**WHAT THE TASK REQUIRES:** Using the records underneath, tally the lines where the word "running" appears and please give only the count.

**Records contained in a dataset:**
■ ■ ■ ■ ■

PR #91, opened 2021-03-26
Add migration script

aherbst-broad:
## Why

[Relevant ticket](https://broadinstitute.atlassian.net/browse/DSPDC-1679)
We should be able to execute dagster migrations via a script.

## This PR
* Adds a script to execute migrations

### DIFF
--- a/ops/helmfiles/dagster/migrate.sh
+++ b/ops/helmfiles/dagster/migrate.sh
@@ -1,0 +1,33 @@
+#!/usr/bin/env bash
+
+# Migrates our dagster cluster DB schema
+# (taken from https://docs.dagster.io/deployment/guides/kubernetes/how-to-migrate-your-instance)
+
+# Get the names of Dagster's Dagit and Daemon Deployments created by Helm
+export DAGIT_DEPLOYMENT_NAME=`kubectl -n dagster get deploy \
+    --selector=component=dagit -o jsonpath="{.items[0].metadata.name}"`
+export DAEMON_DEPLOYMENT_NAME=`kubectl -n dagster get deploy \
+    --selector=component=dagster-daemon -o jsonpath="{.items[0].metadata.name}"`
+
+# Save each deployment's replica count to scale back up after migrating
+export DAGIT_DEPLOYMENT_REPLICA_COUNT=`kubectl -n dagster get deploy \
+    --selector=component=dagit -o jsonpath="{.items[0].status.replicas}"`
+export DAEMON_DEPLOYMENT_REPLICA_COUNT=`kubectl -n dagster get deploy \
+    --selector=component=dagster-daemon -o jsonpath="{.items[0].status.replicas}"`
+
+echo "scaling down..."
+kubectl -n dagster scale deploy $DAGIT_DEPLOYMENT_NAME --replicas=0
+kubectl -n dagster scale deploy $DAEMON_DEPLOYMENT_NAME --replicas=0
+
+export HELM_DAGSTER_RELEASE_NAME="monster"
+
+echo "applying migration..."
+helm template $HELM_DAGSTER_RELEASE_NAME dagster/dagster \
+    --set "migrate.enabled=true" \
+    --show-only templates/job-instance-migrate.yaml \
+    | kubectl apply -f -
+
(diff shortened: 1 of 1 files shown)


ops/helmfiles/dagster/migrate.sh
```diff
@@ -0,0 +1,33 @@
...
+
+# Save each deployment's replica count to scale back up after migrating
+export DAGIT_DEPLOYMENT_REPLICA_COUNT=`kubectl -n dagster get deploy \
+    --selector=component=dagit -o jsonpath="{.items[0].status.replicas}"`
+export DAEMON_DEPLOYMENT_REPLICA_COUNT=`kubectl -n dagster get deploy \
+    --selector=component=dagster-daemon -o jsonpath="{.items[0].status.replicas}"`
+
+echo "scaling down..."
+kubectl -n dagster scale deploy $DAGIT_DEPLOYMENT_NAME --replicas=0
+kubectl -n dagster scale deploy $DAEMON_DEPLOYMENT_NAME --replicas=0
```
ThePletch, line 20: since we're doing identical things to each of these components, could we pull these into "spin down"/"spin up" functions?

ops/helmfiles/dagster/migrate.sh
```diff
@@ -0,0 +1,33 @@
...
+export DAEMON_DEPLOYMENT_NAME=`kubectl -n dagster get deploy \
+    --selector=component=dagster-daemon -o jsonpath="{.items[0].metadata.name}"`
+
+# Save each deployment's replica count to scale back up after migrating
+export DAGIT_DEPLOYMENT_REPLICA_COUNT=`kubectl -n dagster get deploy \
+    --selector=component=dagit -o jsonpath="{.items[0].status.replicas}"`
+export DAEMON_DEPLOYMENT_REPLICA_COUNT=`kubectl -n dagster get deploy \
+    --selector=component=dagster-daemon -o jsonpath="{.items[0].status.replicas}"`
+
+echo "scaling down..."
```
ThePletch, line 18: design preference: i like to output status messages in shell scripts to stderr, to make it easier to parse script output if we decide to let other scripts consume this one in the future.

ThePletch (approved):
two style suggestions, but this looks good functionally

raaidbroad (approved):
looks like their guide 👍🏾

ops/helmfiles/dagster/migrate.sh
```diff
@@ -0,0 +1,48 @@
...
+}
+
+export HELM_DAGSTER_RELEASE_NAME="monster"
+
+# Get the names of Dagster's Dagit and Daemon Deployments created by Helm
+DAGIT_DEPLOYMENT_NAME=$(kubectl -n dagster get deploy \
+  --selector=component=dagit -o jsonpath="{.items[0].metadata.name}")
+export DAGIT_DEPLOYMENT_NAME
+DAEMON_DEPLOYMENT_NAME=$(kubectl -n dagster get deploy \
+  --selector=component=dagster-daemon -o jsonpath="{.items[0].metadata.name}")
```
ThePletch, line 25: you can combine the `export` statement with the assignment statement

ops/helmfiles/dagster/migrate.sh
```diff
@@ -0,0 +1,48 @@
...
+function msg() {
+  echo $1 >&2
+}
+
+function scale_down() {
+  kubectl -n dagster scale deploy $1 --replicas=0
+}
+
+function scale_up() {
+  kubectl -n dagster scale deploy $1 --replicas=$2
```
ThePletch, line 15: i was thinking you could also compute the deployment name/replica count here, maybe returning the replica count from the function with an `echo`.

ThePletch (commented):
there are some more steps you can take to reduce duplication in the code here. lmk if you want to pair on some of my suggestions.

ops/helmfiles/dagster/migrate.sh
aherbst-broad: Hmm, shellcheck [does not like that](https://github.com/koalaman/shellcheck/wiki/SC2155), I might be missing something with that rule though.

PR #100, opened 2021-04-12
[DSPDC-1698] Staging dataset creation solid

aherbst-broad:
## Why

[Relevant ticket](https://broadinstitute.atlassian.net/browse/DSPDC-1698).
Continuing to build out the HCA ingest in dagster, the next step is to create a staging dataset in the Monster HCA project that will hold rows for ingest to Jade.

## This PR
* Creates the solid to do this, along with needed configuration schema
*  Creates a bigquery client resource
* Updates pipeline tests to reflect the presence of this solid and assert that it is creating the dataset


orchestration/dagster_orchestration/hca_orchestration/environments/stage_data_local_e2e.yaml
```diff
@@ -2,6 +2,10 @@ resources:
   beam_runner:
     config:
       target_class: "hca-transformation-pipeline"
+  load_tag:
+      config:
+        load_tag_prefix: "fake_load_tag_prefix"
```
quazi-broad, line 7: Is this just a placeholder until we finish building out all of HCA ingest?

orchestration/dagster_orchestration/hca_orchestration/tests/test_resources.py
```diff
@@ -19,13 +19,13 @@
...
-        {
-            'test_resource': config
-        }
+            {
+                'test_resource': resource_def,
+            },
+            DagsterInstance.get(),
+            {
+                'test_resource': config
+            }
```
ThePletch, line 28: very unimportant: why the indent change?

quazi-broad (approved):
changes lgtm, I was trying to pull up the [relevant ticket](https://broadinstitute.atlassian.net/browse/DSDPC-1698) but I get an "access denied"...

orchestration/dagster_orchestration/hca_orchestration/pipelines/stage_data.py
```diff
@@ -37,4 +44,4 @@
     mode_defs=[prod_mode, local_mode, test_mode]
 )
 def stage_data() -> None:
-    pre_process_metadata(start=clear_staging_dir())
+    create_staging_dataset(pre_process_metadata(start=clear_staging_dir()))
```
ThePletch, line 47: probably worth changing the keyword argument to a positional argument here, just for the sake of consistency

orchestration/dagster_orchestration/hca_orchestration/resources/__init__.py
```diff
@@ -13,5 +15,8 @@
     local_beam_runner,
     local_storage_client,
     noop_data_repo_client,
-    test_beam_runner
+    test_beam_runner,
+    noop_bigquery_client,
+    bigquery_client,
+    load_tag
```
ThePletch, line 21: do we think we're reaching a point where shoving these into the top-level class is getting cumbersome? when do we think we'll reach that point, if not?

orchestration/dagster_orchestration/hca_orchestration/resources/bigquery.py
```diff
@@ -0,0 +1,18 @@
+from google.cloud.bigquery import Dataset, Client
+from dagster import resource, InitResourceContext
+from hca_orchestration.contrib.google import get_credentials
+
+
+@resource
+def bigquery_client(init_context: InitResourceContext) -> Client:
+    return Client(credentials=get_credentials())
```
ThePletch, line 8: do we anticipate needing to configure multiple sets of credentials at any point, and would it help to add support for that here?

orchestration/dagster_orchestration/hca_orchestration/resources/load_tag.py
```diff
@@ -0,0 +1,18 @@
+from dagster import resource, Field, StringSource, InitResourceContext, BoolSource
+from datetime import datetime
+
+
+@resource({
+    "load_tag_prefix": Field(StringSource),
+    "append_timestamp": Field(BoolSource),
```
ThePletch, line 7: nit: we can just use `String` and `Boolean` (`Bool`? not sure)  here, the `Source` suffix is only important if we want to load their values from env vars

orchestration/dagster_orchestration/hca_orchestration/tests/test_pipelines.py
```diff
@@ -67,7 +64,7 @@ def test_stage_data_local_e2e(self):
                     'config': {
                         'staging_prefix_name': f'local-stage-data/{test_id}'
                     }
-                }
+                },
```
ThePletch, line 67: :D

orchestration/dagster_orchestration/hca_orchestration/tests/test_resources.py
```diff
@@ -47,7 +47,7 @@ class DataflowBeamRunnerTestCase(unittest.TestCase):
         'DATAFLOW_SUBNET_NAME': 'snubnet',
         'GCLOUD_REGION': 'ec-void1',
         'DATAFLOW_WORKER_MACHINE_TYPE': 'most-expensive-4',
-        'DATAFLOW_STARTING_WORKERS': '2',   # these are marked as ints behind the scenes, but
+        'DATAFLOW_STARTING_WORKERS': '2',  # these are marked as ints behind the scenes, but
```
ThePletch, line 50: wondering if we have some kind of drift in linter settings here  - this doesn't get enforced on my end, and it was indented that way to align with the second line of the comment below it

orchestration/dagster_orchestration/hca_orchestration/tests/test_resources.py
```diff
@@ -57,3 +57,38 @@ class DataflowBeamRunnerTestCase(unittest.TestCase):
...
+            run_config={
+                "resources": {"load_tag": {"config": {
+                    "load_tag_prefix": "fake_prefix",
+                    "append_timestamp": False
+                }}}
+            },
+            mode_def=ModeDefinition(resource_defs={"load_tag": load_tag})
+        )
+
+        self.assertEqual(result.output_value(), "fake_prefix")
```
ThePletch, line 94: testing a resource by affixing it to a solid seems really roundabout. why can't we just test it by initializing it with `initialize_resource` and asserting things about its properties/methods?

orchestration/dagster_orchestration/hca_orchestration/solids/stage_data.py
```diff
@@ -57,3 +59,36 @@ def pre_process_metadata(context: AbstractComputeExecutionContext) -> Nothing:
...
+    required_resource_keys={"bigquery_client", "load_tag"},
+    config_schema={
+        "staging_bq_project": String,
+        "staging_dataset_prefix": String,
+        "staging_table_expiration_ms": Int
+    },
+    input_defs=[InputDefinition("start", Nothing)],
+    output_defs=[OutputDefinition(name="staging_dataset_name", dagster_type=String)]
+)
+def create_staging_dataset(context: AbstractComputeExecutionContext) -> String:
```
ThePletch, line 74: nit: this should return a `str` rather than a `String`  - `String`  here is the dagster config property data type, but we're returning a bare python string

ThePletch (approved):
whole bunch of nitpicks and suggestions for consistency and simplicity. zero complaints about the logic.

orchestration/dagster_orchestration/hca_orchestration/environments/stage_data_local_e2e.yaml
aherbst-broad: This is for the E2E pipeline testing, so I think it should remain a "fake" tag.  I'll give this file a clearer name.

aherbst-broad:
@quazi-broad link updated, I fat fingered the project prefix.

orchestration/dagster_orchestration/hca_orchestration/tests/test_resources.py
aherbst-broad: Autopep8 commit hook fired, not sure why it picked that up.

orchestration/dagster_orchestration/hca_orchestration/resources/__init__.py
aherbst-broad: 🤔 So, I foresee us having the following resources:
* Slack
* Load tag
* BigQuery (staging area)
* BigQuery (jade) (this may be redundant if we use the jade project ID at runtime instead of baking it at init time)
* Jade API client
* Beam runners
* Google storage

Each of those will have different flavors depending on the mode. So, yeah, to your point, I think this is an opportune time to refactor. Perhaps we can split them into a hierarchy of environment packages?

orchestration/dagster_orchestration/hca_orchestration/resources/bigquery.py
aherbst-broad: No. All of these are running as the same SA which we'll give the appropriate permissions.

orchestration/dagster_orchestration/hca_orchestration/tests/test_resources.py
aherbst-broad: I must've touched it manually, putting it back and running the linter doesn't result in a modification by the linter. I'll change it back to avoid unnecessary history.

orchestration/dagster_orchestration/hca_orchestration/tests/test_resources.py
aherbst-broad: Gah, yeah you're right, and there is a perfectly usable pattern right above it. Fixing.

orchestration/dagster_orchestration/hca_orchestration/tests/test_resources.py
aherbst-broad: Turns out this was intellij being helpful, I'm looking for a way to have it respect our linter settings.

PR #106, opened 2021-04-26
Ra dspdc 1688 refactor hca manage

raaidbroad:
## Why
The code for the hca manage CLI has gotten rather difficult to read and the usability is questionable. We ought to break it up into discrete commands.
[Relevant ticket](https://broadinstitute.atlassian.net/browse/DSPDC-1688)

## This PR
Refactors the CLI into separate commands (does not break up the underlying god object yet).


orchestration/dagster_orchestration/hca_manage/check.py
```diff
@@ -0,0 +1,49 @@
...
+    args = parser.parse_args(arguments)
+    host = data_repo_host[args.env]
+
+    if args.remove:
+        if query_yes_no("Are you sure?"):
+            check_data(args, host, parser, remove=True)
+        else:
+            print("No removal attempted.")
+    else:
+        check_data(args, host, parser)
```
ThePletch, line 30: can we move this confirmation dialog into `check_data` directly, so we ensure that it gets called for all invocations?

orchestration/dagster_orchestration/hca_manage/dataset.py
```diff
@@ -0,0 +1,53 @@
...
+        else:
+            # TODO change to logger?
+            print("No deletion attempted.")
+    elif args.create:
+        if query_yes_no("This will create a dataset. Are you sure?"):
+            create_dataset(args, host)
+
+
+def remove_dataset(args: argparse.Namespace, host: str) -> JobId:
+    hca = HcaManage(environment=args.env, data_repo_client=get_api_client(host=host))
```
ThePletch, line 43: possible to factor out initializing the `HcaManage` client to a helper method?

ThePletch (approved):
This looks good. One thing you might consider for a CLI like this with multiple subcategories is using [subcommands](https://docs.python.org/3/library/argparse.html#sub-commands) to unify them under a central command. That'd let you keep actions like version checking and env selection at the base level to avoid repetition in subcommands, while still letting you fully separate the different parts of the CLI.

ThePletch:
Also, it looks like you'll need to update the references to `hca_manage.main` in various Dagster pipelines.

aherbst-broad (approved):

■ ■ ■ ■ ■

**OUTPUT OF THE TASK:** 2